The research consisted of two studies involving first-year university chemistry students:
  • Study 1: A quantitative assessment using digital tasks to evaluate students' visuospatial reasoning abilities. Participants completed tasks designed to test their mental rotation and spatial visualization skills.
  • Study 2: Qualitative interviews with a subset of participants to delve deeper into their cognitive strategies and how they use mental imagery in problem-solving.

Key Findings

  • Mental Imagery Vividness: Surprisingly, the vividness of mental imagery did not significantly impact students' ability to solve spatial problems in chemistry.
  • Alternative Strategies: Students with aphantasia often used alternative strategies, such as verbal reasoning, to compensate for their lack of visual imagery.
  • Task Performance: While vivid mental imagery was associated with slower processing times, it did not necessarily lead to better accuracy in solving spatial tasks.

Implications

  • Teaching Strategies: Educators should consider diverse teaching methods that accommodate different cognitive styles.
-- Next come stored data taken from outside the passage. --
PR #123, opened 2018-02-25
WPCS Compliance - Files in lib\admin

christophherr:
`@ignore` on line 15 and line 79 of updater.php

### DIFF
--- a/lib/admin/updater.php
+++ b/lib/admin/updater.php
@@ -3,7 +3,8 @@
  * Handles Beans updates.
  *
  * @package Beans\Framework\Admin
- * @since 1.0.0
+ *
+ * @since   1.0.0
  */
 
 add_filter( 'site_transient_update_themes', 'beans_updater' );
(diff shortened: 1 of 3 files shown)


lib/admin/updater.php
```diff
@@ -82,5 +81,4 @@ function beans_updater( $value ) {
 function beans_updater_clear_transient() {
```
hellofromtonya: @christophherr Remove the opening empty line.

lib/admin/wp-customize.php
```diff
@@ -14,7 +14,6 @@
 function beans_do_enqueue_wp_customize_assets() {
```
hellofromtonya: Remove the empty line.

lib/admin/wp-customize.php
```diff
@@ -43,16 +42,22 @@ function beans_do_register_wp_customize_options() {
```
hellofromtonya: Remove the empty line.

PR #131, opened 2018-02-26
Made lib\api\uikit WPCS compliant

christophherr:


lib/api/uikit/class.php
```diff
@@ -148,37 +170,48 @@ function get_less_directories( $type ) {
...
+	 * @param array  $directories Array of directories containing the UIkit Components.
+	 * @param string $format File format.
+	 *
+	 * @return array
 	 */
-	function get_components_from_directory( $components, $directories, $format ) {
+	public function get_components_from_directory( $components, $directories, $format ) {
 
-		$extension = ( 'styles' == $format ) ? 'less' : 'min.js';
+		$extension = ( 'styles' === $format ) ? 'less' : 'min.js';
```
hellofromtonya: The parentheses are not needed here.  Let’s standardize on removing them in a ternary.

PR #133, opened 2018-02-26
Made lib\api\wp-customize WPCS compliant

christophherr:


lib/api/wp-customize/class.php
```diff
@@ -1,50 +1,71 @@
...
 		beans_add_attribute( 'beans_field_label', 'class', 'customize-control-title' );
-
 	}
 
 	/**
 	 * Add section, settings and controls.
+	 *
+	 * @since 1.0.0
+	 * @ignore
+	 * @access  private
```
ThierryA: @christophherr spacing is off here.

PR #134, opened 2018-02-26
Made lib\api files WPCS compliant

christophherr:


lib/api/admin-menu.php
```diff
@@ -1,49 +1,66 @@
...
+ *
+ * @package Beans\Framework\Api
+ *
+ * @since 1.0.0
+ */
+
 /**
  * Beans admin page.
  *
+ * @since 1.0.0
```
hellofromtonya: The spacing is off here, as the values should line up like this:

```
 * @since   1.0.0
 * @ignore
 * @access  private
```

lib/api/admin-menu.php
```diff
@@ -1,49 +1,66 @@
 <?php
+/**
+ * This class build the Beans admin page.
+ *
+ * @package Beans\Framework\Api
```
hellofromtonya: It's `API` in all caps.

lib/api/admin-menu.php
```diff
@@ -1,49 +1,66 @@
...
+ */
+
 /**
  * Beans admin page.
  *
+ * @since 1.0.0
  * @ignore
+ * @access private
+ *
+ * @package Beans\Framework\Api
```
hellofromtonya: It's `API` in all caps.

lib/api/admin-menu.php
```diff
@@ -1,49 +1,66 @@
...
 	 */
 	public function __construct() {
-
 		add_action( 'admin_menu', array( $this, 'admin_menu' ), 150 );
 		add_action( 'admin_init', array( $this, 'register' ), 20 );
-
 	}
 
 	/**
 	 * Add beans menu.
```
hellofromtonya: `Add Beans' menu.`

lib/api/components.php
```diff
@@ -41,7 +42,7 @@ function beans_load_api_components( $components ) {
 		'image'        => $root . 'image/functions.php',
 		'compiler'     => array(
 			$root . 'compiler/functions.php',
-			$root . 'compiler/class-compiler.php',
+			$root . 'compiler/class-beans-compiler.php',
```
hellofromtonya: Just changing the filename here without renaming the original file in the Compiler API will break Beans.  Why?  That file doesn't exist. Right?

This change is included in PR #108 [on this line](https://github.com/Getbeans/Beans/pull/108/files#diff-cb462ef94df4e25483f071f7ad68cefeR44).

BTW Renaming the file will require you to make it fully compliant.  That's handle in PR #108.

lib/api/components.php
```diff
@@ -22,15 +24,14 @@
...
-
 	static $loaded = array();
 
 	$root = BEANS_API_PATH;
 
 	$common = array(
 		'html'         => array(
 			$root . 'html/functions.php',
-			$root . 'html/class.php',
+			$root . 'html/class-beans-attribute.php',
```
hellofromtonya: Just changing the filename here without renaming the original file in the HTML API will break Beans. Why? That file doesn't exist. Right?

This change is included in PR #114.

PR #136, opened 2018-02-26
Fixed spacing in DocBlock

christophherr:


lib/api/wp-customize/class.php
```diff
@@ -59,7 +59,7 @@ public function __construct( $section, $args ) {
 	 *
 	 * @since 1.0.0
 	 * @ignore
-	 * @access  private
+	 * @access private
```
hellofromtonya: You don't need to make the `@access` for _methods_.  The `private` keyword tells us its access setting. 

In contrast, we use the `@access` identifier for _functions_ when they are private as a way to alert a developer of its intent.  But within a class, that's not necessary.

Therefore, please review it here.

PR #138, opened 2018-02-27
Made lib\template\fragments WPCS compliant

christophherr:


lib/templates/fragments/header.php
```diff
@@ -2,41 +2,47 @@
...
  *
  * @since 1.0.0
+ *
+ * @return void
  */
 function beans_head_meta() {
-
 	?>
-	<meta charset="<?php esc_attr_e( get_bloginfo( 'charset' ) ); ?>" />
+	<meta charset="<?php esc_attr( get_bloginfo( 'charset' ) ); ?>" />
```
hellofromtonya: Actually, we need to echo here.  This is not translated text.  Therefore, we can do this:

`echo esc_attr( get_bloginfo( 'charset' ) );`

lib/templates/fragments/header.php
```diff
@@ -47,91 +53,120 @@ function beans_favicon() {
...
  * Print the header image css inline in the header.
  *
  * @since 1.0.0
+ *
+ * @return void
  */
 function beans_header_image() {
 
-	if ( ! current_theme_supports( 'custom-header' ) || ! ( $header_image = get_header_image() ) || empty( $header_image ) ) {
+	$header_image = get_header_image();
```
hellofromtonya: If the theme does not support the header image, there's no need to waste the extra processing time. Why? It's going to bail out. Right?

Therefore, let's put back the order like this:

```
if ( ! current_theme_supports( 'custom-header' ) ) {
     return;
}

$header_image = get_header_image();

if ( empty( $header_image ) ) {
     return;
}
```

Notice too that we can get rid of the `! $header_image` as it's the same as `empty`.

lib/templates/fragments/header.php
```diff
@@ -47,91 +53,120 @@ function beans_favicon() {
...
+					array(
+						'class' => 'tm-logo',
+						'src'   => $logo, // Automatically escaped.
+						'alt'   => get_bloginfo( 'name' ), // Automatically escaped.
+					)
+				);
+			} else { // @codingStandardsIgnoreLine - Generic.WhiteSpace.ScopeIndent.IncorrectExact.
 				beans_output_e( 'beans_site_title_text', get_bloginfo( 'name' ) );
-			}
+			} // @codingStandardsIgnoreLine - Generic.WhiteSpace.ScopeIndent.IncorrectExact.
```
hellofromtonya: Get into the habit of adding _why_ we are ignoring this rule.  Add the "why" after the rule:

```
// @codingStandardsIgnoreLine - Generic.WhiteSpace.ScopeIndent.IncorrectExact - Indentation is intentional to show HTML markup structure.
```

lib/templates/fragments/menu.php
```diff
@@ -29,68 +34,85 @@ function beans_primary_menu() {
...
+		)
+	);
+
+		beans_open_markup_e(
+			'beans_primary_menu_offcanvas_button_icon',
+			'i',
+			array(
+				'class' => 'uk-icon-navicon uk-margin-small-right',
+			)
+		);
```
hellofromtonya: This is another one that _could_ have all of the arguments inline. Why? The array only has one element in it.

lib/templates/fragments/post-shortcodes.php
```diff
@@ -76,24 +91,27 @@ function beans_post_meta_comments_shortcode() {
...
+		);
 	}
 
-	beans_open_markup_e( 'beans_post_meta_comments', 'a', array(
-		'href' => get_comments_link(), // Automatically escaped.
-	) );
+	beans_open_markup_e( 'beans_post_meta_comments', 'a', array( 'href' => get_comments_link() ) ); // Automatically escaped.
 
-		printf( $comment_text, (int) get_comments_number( $post->ID ) );
+		printf( $comment_text, (int) get_comments_number( $post->ID ) ); // @codingStandardsIgnoreLine - WordPress.XSS.EscapeOutput.OutputNotEscaped.
```
hellofromtonya: Add the reason why we are ignoring this rule.

lib/templates/fragments/post-shortcodes.php
```diff
@@ -103,24 +121,23 @@ function beans_post_meta_tags_shortcode() {
 		return;
 	}
 
-	printf( '%1$s%2$s', beans_output( 'beans_post_meta_tags_prefix', __( 'Tagged with: ', 'tm-beans' ) ), $tags );
-
+	printf( '%1$s%2$s', beans_output( 'beans_post_meta_tags_prefix', __( 'Tagged with: ', 'tm-beans' ) ), $tags ); // @codingStandardsIgnoreLine - WordPress.XSS.EscapeOutput.OutputNotEscaped.
```
hellofromtonya: Add the reason why we are ignoring this rule.

lib/templates/fragments/post-shortcodes.php
```diff
@@ -103,24 +121,23 @@ function beans_post_meta_tags_shortcode() {
...
-
 	$categories = get_the_category_list( ', ' );
 
 	if ( ! $categories || is_wp_error( $categories ) ) {
 		return;
 	}
 
-	printf( '%1$s%2$s', beans_output( 'beans_post_meta_categories_prefix', __( 'Filed under: ', 'tm-beans' ) ), $categories );
-
+	printf( '%1$s%2$s', beans_output( 'beans_post_meta_categories_prefix', __( 'Filed under: ', 'tm-beans' ) ), $categories ); // @codingStandardsIgnoreLine - WordPress.XSS.EscapeOutput.OutputNotEscaped.
```
hellofromtonya: Add the reason why we are ignoring this rule.

lib/templates/fragments/breadcrumb.php
```diff
@@ -72,76 +73,59 @@ function beans_breadcrumb() {
...
+	foreach ( $breadcrumbs as $breadcrumb_url => $breadcrumb ) {
 
-				beans_open_markup_e( 'beans_breadcrumb_item', 'li' );
+		// Breadcrumb items.
+		if ( count( $breadcrumbs ) - 1 !== $i ) {
+			beans_open_markup_e( 'beans_breadcrumb_item', 'li' );
 
-					beans_open_markup_e( 'beans_breadcrumb_item_link', 'a', array(
+				beans_open_markup_e(
+					'beans_breadcrumb_item_link', 'a', array(
```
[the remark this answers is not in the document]
christophherr: I split it because of the inline comment.  I'll move the comment at the end of the line.

PR #139, opened 2018-02-27
Made lib\api\html\functions.php WPCS compliant

christophherr:


lib/api/html/functions.php
```diff
@@ -99,25 +94,24 @@ function beans_remove_output( $id ) {
  *
  * @since 1.0.0
  *
- * @param string $id               A unique string used as a reference. The $id argument may contain sub-hooks(s).
- * @param string|bool $tag         The HTML tag. If set to False or empty, the markup HTML tag will be removed but
- *                                 the actions hook will be called. If set the Null, both markup HTML tag and actions
- *                                 hooks will be removed.
+ * @param string       $id               A unique string used as a reference. The $id argument may contain sub-hooks(s).
```
hellofromtonya: Whoops, the description is not inline with the others.

lib/api/html/functions.php
```diff
@@ -99,25 +94,24 @@ function beans_remove_output( $id ) {
...
+ *                                  the actions hook will be called. If set the Null, both markup HTML tag and actions
+ *                                  hooks will be removed.
  * @param string|array $attributes Optional. Query string or array of attributes. The array key defines the
  *                                 attribute name and the array value defines the attribute value. Setting
  *                                 the array value to '' will display the attribute value as empty
  *                                 (e.g. class=""). Setting it to 'false' will only display
  *                                 the attribute name (e.g. data-example). Setting it to 'null' will not
  *                                 display anything.
- * @param mixed  $var              Optional. Additional variables passed to the functions hooked to <tt>$id</tt>.
+ * @param mixed        $var              Optional. Additional variables passed to the functions hooked to <tt>$id</tt>. // @codingStandardsIgnoreLine - Squiz.Commenting.FunctionComment.ExtraParamComment.
```
hellofromtonya: 1. Whoops, the description is not inline with the others. 
2. Add the reason why we are ignoring the rule.

lib/api/html/functions.php
```diff
@@ -405,16 +388,16 @@ function beans_reset_markup( $id ) {
...
+ * @param string       $new_id     A unique string used as a reference. The $id argument may contain sub-hook(s).
+ * @param string       $tag        The HTML wrap tag.
  * @param string|array $attributes Optional. Query string or array of attributes. The array key defines the
  *                                 attribute name and the array value define the attribute value. Setting
  *                                 the array value to '' will display the attribute value as empty
  *                                 (e.g. class=""). Setting it to 'false' will only display
  *                                 the attribute name (e.g. data-example). Setting it to 'null' will not
  *                                 display anything.
- * @param mixed  $var              Additional variables passed to the functions hooked to <tt>$id</tt>.
+ * @param mixed        $var        Additional variables passed to the functions hooked to <tt>$id</tt>. // @codingStandardsIgnoreLine - Squiz.Commenting.FunctionComment.ExtraParamComment.
```
hellofromtonya: On line 405, remove the empty line.

lib/api/html/functions.php
```diff
@@ -20,13 +22,12 @@
  *
  * @param string $id     A unique string used as a reference. The $id argument may contain sub-hook(s).
  * @param string $output Content to output.
- * @param mixed  $var    Additional variables passed to the functions hooked to <tt>$id</tt>.
+ * @param mixed  $var    Additional variables passed to the functions hooked to <tt>$id</tt>. // @codingStandardsIgnoreLine - Squiz.Commenting.FunctionComment.ExtraParamComment.
```
GaryJones: Why is this needed?

hellofromtonya: Thierry added that for the automatically generated documentation, i.e. to identify that you can pass more augments to the function.  We use `func_get_args()` to grab all of the arguments.

We've standardized on identifying this feature as an additional parameter. But one could easily argue that this is misleading. Why? Because we can pass 1 or more additional arguments.  Right? Using `get_func_args()` means we are not limited to just 1.  

Reading the parameter list in the DocBlock, it could misleading.

Another approach then is to standardize on a note in the DocBlock itself, alerting the developer that s/he can pass additional arguments.

@GaryJones What do you think?  Which approach is more clear to you?

GaryJones: I'm not worried about the existing parameter, but about the additional `// @codingStandardsIgnoreLine - Squiz.Commenting.FunctionComment.ExtraParamComment.` that's added on in this diff.

GaryJones: I'd first question why there are apparently so many functions that use `func_get_args()` that there is a need to standardize - that appears as a code smell to me.

hellofromtonya: >Also, it's using the deprecated @codingStandards... format.
We are using this because Beans 1.x has a requirement for PHP 5.2.  That's defined in our `phpcs.xml.dist` file.  With that requirement, the sniffer is not installing the latest version.  Therefore, until we bump up the PHP version (which happens in Beans 2), we are unable to use the new method of ignoring rules.  

>I'd first question why there are apparently so many functions that use func_get_args() that there is a need to standardize - that appears as a code smell to me.
The intent of `func_get_args()` in Beans is to protect maximum flexibility to the developer, meaning s/he can pass additional arguments that get filtered for determining what should be filtered.

But your note is valid, as it needs part of the audit to ensure that each one is actually required. Is there a valid use or edge case that warrants it?  Are the args being filtered?

I'll open up an issue to ensure we are looking at each one on a case-by-case basis.

GaryJones: > We are using this because Beans 1.x has a requirement for PHP 5.2. That's defined in our phpcs.xml.dist file. With that requirement, the sniffer is not installing the latest version.

I've opened #144 to discuss it further.

hellofromtonya: To close the loop here, Issue #144 was resolved with PR #145.  We have now upgraded our phpcs ignore syntax thanks to @GaryJones.

@christophherr you will want to use the new syntax of:

```
// phpcs:ignore Rule.To.Be.Ignored, Another.Rule.To.Be.Ignored -- Reason why we are ignoring this rule(s)
```

or more specifically here:

```
// phpcs:ignore Squiz.Commenting.FunctionComment.ExtraParamComment -- The extra parameter is intentional for documentation.
```

hellofromtonya:
Closing this pull request, as it has conflicts and issues.  @christophherr will open a new one.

Rather than focusing solely on visual strategies, incorporating verbal and analytical approaches may benefit students with varying mental imagery abilities.
  • Assessment Design: When designing assessments, educators should be mindful of the potential disadvantages faced by students with aphantasia, especially in timed tasks.

Limitations

  • Sample Size: The study's small sample size limits the generalizability of the findings. Future research with larger, more diverse groups is needed.
  • Self-Reported Data: Reliance on self-reported measures of mental imagery could introduce bias. Objective measures, like neuroimaging, might provide more accurate insights.
  • Longitudinal Changes: The study assumes mental imagery abilities remain constant over time, but further research could explore how these skills develop.
In conclusion, while vivid mental imagery is commonly thought to aid in chemistry problem-solving, this study suggests that students can succeed using a variety of cognitive strategies. Educators are encouraged to foster an inclusive learning environment that supports all students, regardless of their mental imagery capabilities.